E para atender essas demandas, surgem organizações como a CONAQ, com o objetivo de lutar pela garantia de uso coletivo do território, pela implantação de projetos de desenvolvimento sustentável e pela implementação de políticas públicas nas comunidades de quilombo. 

Consciência negra 

Além disso, a luta do movimento negro se confunde com o avanço do direito quilombola na legislação brasileira. Não por acaso, o dia da consciência negra também é um dia em homenagem a Zumbi dos Palmares, o último dos líderes do Quilombo dos Palmares, o maior dos quilombos do período colonial. 

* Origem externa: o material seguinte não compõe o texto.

PR #2351, opened 2022-08-08
Set the java launcher for Checkstyle tasks, too

### LINKED ISSUE #93: Gradle provisioning is applied if the user does not have the relevant JDK already installed
## What happened?

I tried to `./gradlew check` on a repo that used JDKs. It failed because Adoptium didn't include the specific version of Java that I cared about, for my architecture. I fixed this by setting `org.gradle.java.installations.auto-download=false` in gradle.properties.

I think it'd be great if this plugin warned if the Gradle downloader is turned on. I'm not sure of exact behaviour, but IIRC it will always prefer the Adoptium version if it's present? There were loads of edge cases. But in any case, people using this plugin probably don't want the gradle one in-frame.

j-baker:
The gradle-jdks plugin aims to download JDKs from a source and use them
at runtime. In theory, this means that in order to develop using such a
library, one only needs a JDK installed that can run Gradle (there are
some limitations but this is the theory).

Inside the Checkstyle task is a Java launcher property. When this is
resolved, it will query the Java version service, which will query
the configured JDKs. This means that the baseline-java-versions
configured JDK is not used, and if the gradle-jdks approach is used, the
Checkstyle task will fail.

I _think_ that this change is enough to correctly override the Java
launcher used.

Fixes https://github.com/palantir/gradle-jdks/issues/93

### DIFF
--- a/gradle-baseline-java/src/main/groovy/com/palantir/baseline/plugins/javaversions/BaselineJavaVersion.java
+++ b/gradle-baseline-java/src/main/groovy/com/palantir/baseline/plugins/javaversions/BaselineJavaVersion.java
@@ -132,6 +132,13 @@ public final class BaselineJavaVersion implements Plugin<Project> {
             }
         });
 
+        project.getTasks().withType(Checkstyle.class).configureEach(new Action<Checkstyle>() {
+            @Override
+            public void execute(Checkstyle checkstyle) {
+                checkstyle.getJavaLauncher().set(javaToolchain.flatMap(BaselineJavaToolchain::javaLauncher));
+            }
+        });
+
         project.getTasks().withType(GroovyCompile.class).configureEach(new Action<GroovyCompile>() {
             @Override
             public void execute(GroovyCompile groovyCompileTask) {
@@ -178,13 +185,6 @@ public final class BaselineJavaVersion implements Plugin<Project> {
             @Override
             public void execute(ScalaDoc scalaDoc) {
                 scalaDoc.getJavaLauncher().set(javaToolchain.flatMap(BaselineJavaToolchain::javaLauncher));
-            }
-        });
-
-        project.getTasks().withType(Checkstyle.class).configureEach(new Action<Checkstyle>() {
-            @Override
-            public void execute(Checkstyle checkstyle) {
-                checkstyle.getJavaLauncher().set(javaToolchain.flatMap(BaselineJavaToolchain::javaLauncher));
             }
         });
     }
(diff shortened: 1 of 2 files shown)


j-baker:
I verified that this fixed my problem locally. I wasn't sure how to write a test that isn't overengineered. Concretely my problem is that it's failing on CI, where my Java version is not installed by default.

gradle-baseline-java/src/main/groovy/com/palantir/baseline/plugins/javaversions/BaselineJavaVersion.java
```diff
@@ -198,6 +199,13 @@ public void execute(Test test) {
                 test.getJvmArgumentProviders().add(new EnablePreviewArgumentProvider(runtime));
             }
         });
+
+        project.getTasks().withType(Checkstyle.class).configureEach(new Action<Checkstyle>() {
+            @Override
+            public void execute(Checkstyle checkstyle) {
+                checkstyle.getJavaLauncher().set(javaToolchain.flatMap(BaselineJavaToolchain::javaLauncher));
+            }
+        });
```
carterkozak: Mind adding a test that this resolves?

gradle-baseline-java/src/main/groovy/com/palantir/baseline/plugins/javaversions/BaselineJavaVersion.java
```diff
@@ -198,6 +199,13 @@ public void execute(Test test) {
                 test.getJvmArgumentProviders().add(new EnablePreviewArgumentProvider(runtime));
             }
         });
+
+        project.getTasks().withType(Checkstyle.class).configureEach(new Action<Checkstyle>() {
+            @Override
+            public void execute(Checkstyle checkstyle) {
+                checkstyle.getJavaLauncher().set(javaToolchain.flatMap(BaselineJavaToolchain::javaLauncher));
```
carterkozak: I think we want to use the compile target for checkstyle, not the runtime java version

gradle-baseline-java/src/main/groovy/com/palantir/baseline/plugins/javaversions/BaselineJavaVersion.java
j-baker: I'm not entirely sure what this means. What sort of test would you like me to write? I'm not really sure how to write the Checkstyle equivalent of the Java one.

gradle-baseline-java/src/main/groovy/com/palantir/baseline/plugins/javaversions/BaselineJavaVersion.java
j-baker: you are right. Moved into the compile section

carterkozak (approved):

pkoenig10:
Just want to flag that this bumps the minimum Gradle version to 7.5.

https://github.com/gradle/gradle/blob/af40a01f65c321846765e40500a5271a868ffd15/subprojects/code-quality/src/main/groovy/org/gradle/api/plugins/quality/Checkstyle.java#L180-L189

We likely have quite a few internal repos that are not yet on Gradle 7.5.

carterkozak:
Good flag, let's add a check rather than increasing the minimum supported gradle release: https://github.com/palantir/gradle-baseline/pull/2360

PR #2356, opened 2022-08-10
Remove gradle-junit-reports

pkoenig10:
FLUP to https://github.com/palantir/gradle-baseline/pull/2355


iamdanfox:
I'm gonna defer CR here to a current member (e.g. @CRogers perhaps) as I no longer have powers on this repo.

One thing to note is that with the new CircleCI 3 UI, I have found it more annoying to find compilation failures in the CI output... previously it would be hoisted to the top using this junit-xml approach, but now I have to scroll in a small window within the CI page.

pkoenig10:
Note that you can open the CI output in a separate full size window that is much more usable. This is what I typically do when looking at errors in the output.

Screen Shot 2022-09-14 at 5 56 02 AM

CRogers:
We've actually had complaints internally about not getting the compile errors right at the top any more - I didn't realise we had turned it off from baseline itself! I thought it was because we messed up setting the `CIRCLE_ARITFACTS` env var correctly.

CRogers:
Yeah, I actually think we should re-enable this feature - using the junit test reports a place to expose failures was a thing we did even on circle 2 (I don't think it's that big a deal) - and the pain of having to trawl through the output for some gradle task failure is very painful. Perhaps we might need to tweak how we report duplicate failures on Circle 3 with high parallelism but I still think this feature is very very useful and saves engineers time.

CRogers:
Actually re-enabling the functionality here: https://github.com/palantir/gradle-baseline/pull/2391

ash211:
@pkoenig10 I think this is a dupe of the now-merged https://github.com/palantir/gradle-baseline/pull/2734, so we can close

PR #2359, opened 2022-08-10
Update minimum required Gradle version

pkoenig10:
See https://github.com/palantir/gradle-baseline/pull/2351#issuecomment-1211113305

Not sure if we'd rather bump the version of revert the change. We likely have quite a few internal repos that are not yet on Gradle 7.5.


carterkozak:
Let's do this instead: #2360

PR #2363, opened 2022-08-18
Make baseline-exact-dependencies compatible with configure-on-demand

AlexLandau:
## Before this PR
With configure-on-demand enabled, these configurations get resolved
before projectsEvaluated triggers are run. (I haven't dug in fully,
but I think this is happening during task graph expansion.)

Make this check more lenient if configure-on-demand is enabled.

## After this PR
==COMMIT_MSG==
Make the `checkUnusedDependencies` tasks added by `baseline-exact-dependencies` compatible with Gradle's configure-on-demand feature.
==COMMIT_MSG==

## Possible downsides?
Unlikely


carterkozak:
I've tagged some folks with more historical context than myself to review

CRogers (approved):

PR #2364, opened 2022-08-18
Apply more task config laziness to gradle-junit-reports

AlexLandau:
## Before this PR
Applying the junit-reports plugin always causes JavaCompile and Checkstyle tasks to get instantiated.

## After this PR
==COMMIT_MSG==
Make task initialization lazier in the `junit-reports` plugin.
==COMMIT_MSG==

## Possible downsides?
None


carterkozak (approved):
Thanks!

PR #2877, opened 2022-12-19
fix(api-headless-cms): generate ref union types recursively

Pavel910:
## Changes
This PR solves an issue of generating `ref` field union types (when `ref` field accepts multiple content models) when nested within an `object` field. Essentially, the logic for union type generation was moved from the global `createSchema`, to a `createTypeField` function, because this one is being executed recursively by parent fields, so we will end up having all our union types generated for any depth.

I've also added schema error handling with the output of the invalid part of schema, so it's easier to locate syntax errors in the `headless-cms` Lambda function.

## How Has This Been Tested?
Jest tests.


packages/api-headless-cms/src/graphql/graphQLHandlerFactory.ts
```diff
@@ -118,14 +134,29 @@ const cmsRoutes = new RoutePlugin<CmsContext>(({ onPost, onOptions, context }) =
...
+                    data: null,
+                    error: {
+                        message: ex.message,
+                        code: ex.code,
+                        data: ex.data
+                    }
+                });
+            }
+
+            return reply.code(500).send();
```
Pavel910: Send the original error.

Pavel910:
This got branched via a different PR.

PR #2879, opened 2022-12-19
fix: empty folder render and loading flickering

leopuleo:
## Changes
With this PR we are fixing issues related to loading and empty state within the folders and pages list:

- fix: flickering page list showing the empty state while loading data
- fix: empty links list was not triggering the page details fetch.
- refactor: simplify `loading` by removing the bound with the current `folderId` or folder `type`
- refactor: shorten the loading enum, eg `LIST_FOLDERS` / `LIST_LINKS` -> `LIST`
- refactor: improve loading check within the list
- refactor: better handling of pages details fetch

### DIFF
--- a/packages/app-folders/src/contexts/links.tsx
+++ b/packages/app-folders/src/contexts/links.tsx
@@ -41,7 +41,7 @@ interface Props {
 }
 
 const defaultLoading = {
-    IDLE: true,
+    INIT: true,
     LIST: false,
     LIST_MORE: false,
     CREATE: false,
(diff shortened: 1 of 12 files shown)


packages/app-folders/src/contexts/links.tsx
```diff
@@ -40,10 +40,19 @@ interface Props {
...
 
+const defaultLoading = {
+    INIT: true,
+    LIST: false,
+    LIST_MORE: false,
+    CREATE: false,
+    UPDATE: false,
+    DELETE: false
+};
+
```
Pavel910: I think you should type this using the `LoadingActions` type, so that the keys are type-safe.

packages/app-folders/src/handlers.tsx
```diff
@@ -10,40 +10,33 @@ import { Loading } from "~/types";
...
-
-        return {
-            ...state,
-            [context]: {
-                ...currentContext,
-                [action]: !currentAction
-            }
-        };
-    });
+) => {
```
Pavel910, line 33: Also add use `LoadingActions` as the `action` type here. That way you have autocomplete, and type safety.

Pavel910 (changes requested):
Some minor type checks and we're good :)

Pavel910 (approved):

PR #2884, opened 2022-12-20
feat: add element toolbar changes

neatbyte-vnobis:
## Changes
Implements issues "Adjust the UI of the element list in the left sidebar" and "Click to add vs drag to add"

## How Has This Been Tested?
Manual

## Documentation
None

### DIFF
--- a/packages/app-page-builder/src/editor/components/Editor/Toolbar.tsx
+++ b/packages/app-page-builder/src/editor/components/Editor/Toolbar.tsx
@@ -51,8 +51,9 @@ const drawerStyle = css({
         marginLeft: 54,
         position: "fixed",
         top: 64,
-        width: "490px !important",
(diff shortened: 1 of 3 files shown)


Pavel910 (changes requested):
From the code side, the changes are ok.

Functionally, when `Click to add` is clicked, the toolbar should close, but it stays open for some reason.

I would also ask @SvenAlHamad to have a look at the visual implementation, as I'm not the right person to give stylistic advices 😅

SvenAlHamad:
Just tested this one....I would like to make a small change. Instead of having a width of 320px on the sidebar, let's make it 280px so we save even more space. Other than that, all good.

SvenAlHamad (approved):

Pavel910 (approved):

O movimento negro foi um importante ator no processo de redemocratização do país após a ditadura militar, sobretudo no que diz respeito aos direitos étnicos-quilombolas, tendo feito as principais articulações neste campo. 

A garantia legal na Constituição Federal de 1988 referente aos direitos quilombolas foi um cenário fértil para a produção de novas lutas étnicas por reconhecimento e se materializou no artigo 68 do Ato das Disposições Constitucionais Transitórias. 

Aos remanescentes das comunidades dos quilombos que estejam ocupando suas terras, é reconhecida a propriedade definitiva, devendo o Estado emitir-lhes títulos respectivos.

Como resultado dessa luta, em 1995, foi concedido o primeiro título de posse de terra a uma comunidade quilombola, no Brasil, a de Boa Vista, no Rio Trombetas. Em 1996, foi a vez das comunidades negras do Pacoval e Água Fria receberem os títulos. 

Há ainda muito que se avançar no que diz respeito aos direitos quilombolas. No dia da Consciência Negra e sempre, resgatar este debate é uma forma lembrar que é preciso manter a terra livre, já que ela representa o direito de ser livre e o direito de posse do espaço vivido. 

Texto por Camila Araujo, assessora de Comunicação do ISPN. Foto: Méle Dornelas/Acervo ISPN.